I forgot to mention that even my example fails, if the wide string contains combining diacriticals, because the wprintf() interface counts
characters, not
glyphs.
For example, the string
L"åa" ==
L"\u0061\u030A\u0061" is counted as three characters, because it is: the middle one is
U+030A COMBINING RING ABOVE.
But if you want to deal with UTF-8, you're out luck. Aren't you?
What do you mean? (I suspect I agree, in that C standard or POSIX haven't kept up, but I'm not sure it is what you refer to.)
In POSIXy systems, after the
setlocale(LC_ALL,"") (or
setlocale(LC_CTYPE,"") call if you are only interested in strings and character sets and not the other locale features like date and time formatting), you can use
nl_langinfo(CODESET) to obtain an immutable string to the current character set. If it matches
"UTF-8", then your multibyte strings (mbs*(), *mbs()) are in UTF-8. Otherwise, you can use iconv_open() with that string to convert to either wide characters or to UTF-8, or vice versa.
If you want to know how many
characters there are in a multibyte string, just use
len = mbstowcs(NULL,string,0).
Unfortunately, there is no multibyte equivalent of
printf()/
wprintf() (would be
mbprintf(), I guess), so there is no standard C stream interfaces that counted output or input in multibyte characters instead of
chars.
Thus, the wide character output functions (
wprintf(),
fwprintf(),
swprintf(),
vswprintf() et al) are the only ones we can use in standard C (since C99) or POSIX C to format output correctly. (For terminal applications,
ncursesw library also works.)
Now, I am also a proponent of
UTF-8 Everywhere, simply because it is the one Unicode encoding that works everywhere without new/additional requirements, and is downwards ASCII-compatible. I personally believe that when using e.g. the GNU standard C library, the
source character set should always be UTF-8. (IIRC, GCC et al. already use
iconv facilities to translate from the current locale to UTF-8.)
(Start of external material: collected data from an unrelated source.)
PR #1217, opened 2021-10-05
fix: missing transaction

mfrankovi:
Even if block is missing a tip or pivot, save the transactions included in the block

### DIFF
--- a/libraries/core_libs/network/src/tarcap/packets_handlers/dag_block_packet_handler.cpp
+++ b/libraries/core_libs/network/src/tarcap/packets_handlers/dag_block_packet_handler.cpp
@@ -47,6 +47,8 @@ void DagBlockPacketHandler::process(const PacketData &packet_data, const std::sh
     }
 
     if (auto status = syncing_handler_->checkDagBlockValidation(block); !status.first) {
+      trx_mgr_->insertBroadcastedTransactions(new_transactions);
+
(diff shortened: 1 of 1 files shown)


libraries/core_libs/network/src/tarcap/packets_handlers/dag_block_packet_handler.cpp
```diff
@@ -47,6 +47,8 @@ void DagBlockPacketHandler::process(const PacketData &packet_data, const std::sh
     }
 
     if (auto status = syncing_handler_->checkDagBlockValidation(block); !status.first) {
+      trx_mgr_->insertBroadcastedTransactions(new_transactions);
```
MatusKysel, line 50: maybe this should after `if (syncing_state_->is_pbft_syncing())` as we are still syncing we do not need those trxs

mfrankovi: I was also having doubts about that. If nodes are behaving honestly they should not be gossiping new blocks. This actually happens only when the node which sent this block thinks we are synced and this only happens when we are behind only by one block or so. So I think it is better to save transaction in this case

MatusKysel (approved):

kstdl (approved):

PR #1223, opened 2021-10-06
fix: missing transaction

mfrankovi:
Transactions sent with the new dag block were inserted with a delay since they were in the dag blocks unverified queue. This could cause missing transaction error for another block that arrives and needs the transaction. The fix now inserts transactions in the trx manager as soon as we process the packet

### DIFF
--- a/libraries/core_libs/network/src/tarcap/packets_handlers/dag_block_packet_handler.cpp
+++ b/libraries/core_libs/network/src/tarcap/packets_handlers/dag_block_packet_handler.cpp
@@ -28,16 +28,20 @@ void DagBlockPacketHandler::process(const PacketData &packet_data, const std::sh
   DagBlock block(packet_data.rlp_[0].data().toBytes());
   blk_hash_t const hash = block.getHash();
   const auto transactions_count = packet_data.rlp_.itemCount() - 1;
-  LOG(log_dg_) << "Received DagBlockPacket " << hash.abridged() << " with " << transactions_count << " txs";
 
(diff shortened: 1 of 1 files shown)


MatusKysel (approved):

libraries/core_libs/network/src/tarcap/packets_handlers/dag_block_packet_handler.cpp
```diff
@@ -46,9 +50,8 @@ void DagBlockPacketHandler::process(const PacketData &packet_data, const std::sh
       return;
     }
 
+    trx_mgr_->insertBroadcastedTransactions(new_transactions);
     if (auto status = syncing_handler_->checkDagBlockValidation(block); !status.first) {
-      trx_mgr_->insertBroadcastedTransactions(new_transactions);
```
JakubFornadel, line 50: So it might be little bit too "hot" hotfix :) I checked and with this approach we would process txs twice or at least try to process it twice. I would keep insertBroadcastedTransactions here and also put it maybe inside onNewBlockReceived -> insertBroadcastedBlockWithTransactions. Then we dont need and probably should not to save txs into the dag unverified queue.

JakubFornadel: another point is that I think we might get into this error also inside dag_sync_packet_handler -> process() function where we are doing basically the same stuff as here but we dont insert txs in case of failed dag block validation. Not sure if that is valid scenario though...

I also think it is perfectly reasonable to say that a particular program or utility only works in locales using the UTF-8 character set.
In Linux and MacOS X,
sizeof (wchar_t) == 4, and if
nl_langinfo(CODESET) == "UTF-8", then
wchar_t is UTF-32 (which is UCS-4 compatible). So, in Linux and MacOS X, it is reasonable to require an UTF-8 -based locale, so that wide characters are UTF-32/UCS-4/Unicode.
Which leads to interfaces I implement for myself.
Conversion from UTF-8 to any other character set is mostly very straightforward. Each unicode character is 1 to 4 bytes long, and the sets of combining characters –– that occupy the same position as the previous character(s), i.e. do not change the "cursor" position –– is known.
Converting combining character sequences to non-Unicode character sets is annoying, because there are so darn many (and the conversion tables require quite a lot of memory, relatively speaking, although they can be and are memory-mapped on architectures with virtual memory), and I'm still struggling whether one needs to do that. I do, however, believe that any printable character plus any following combining characters, should be calculated as a single glyph; and that double-wide characters should be calculated as two glyphs.
This lets one do exactly what SiliconWizard implied (I think), and just treat everything as UTF-8, even with auto-conversion to/from whatever character set the user uses. Formatting patterns like "this string using at most 8 cursor positions" would then be correctly counted, even for input combining say Japanese and Finnish non-ASCII characters.
However, GUI toolkits.
GTK GStrings (
gchar *) are usually UTF-8, so that's okay.
Qt, however, uses UTF-16 internally.
In Linux, paths are nul-terminated opaque byte sequences, where 0 terminates the path, and 47 (/) is path component separator (no file or directory name may contain 47), and may use whatever character set the user wants. Environment variables are opaque byte sequences terminated by 0, with the first 61 (=) being the separator between the name and the value part.
This starts reminding a lot of the Python separation between
str and
bytes, doesn't it? However, because not all inputs are valid UTF-8, I personally like to use illegal Unicode code points U+1FFF00 to U+1FFFFF (which encode to 4-byte sequences; only code points U+000000 to U+10FFFF are actually valid, although there are some holes in there too) to represent raw bytes that do not form a valid UTF-8 code sequence. This ensures I can support all possible input byte sequences, and output them as is, without erroring out or mangling invalid sequences.
With UTF-8 locales, that approach has very little to no overhead; with other locales, there is additional overhead on input and output when consuming or producing text, but not when consuming or producing byte sequences. Also, there is no problem in mixing text and byte sequences; no "mode" is needed at all.
Yet, this is a new, non-standard interface. With standard C and POSIX C, we have to get by with wide characters and wide strings.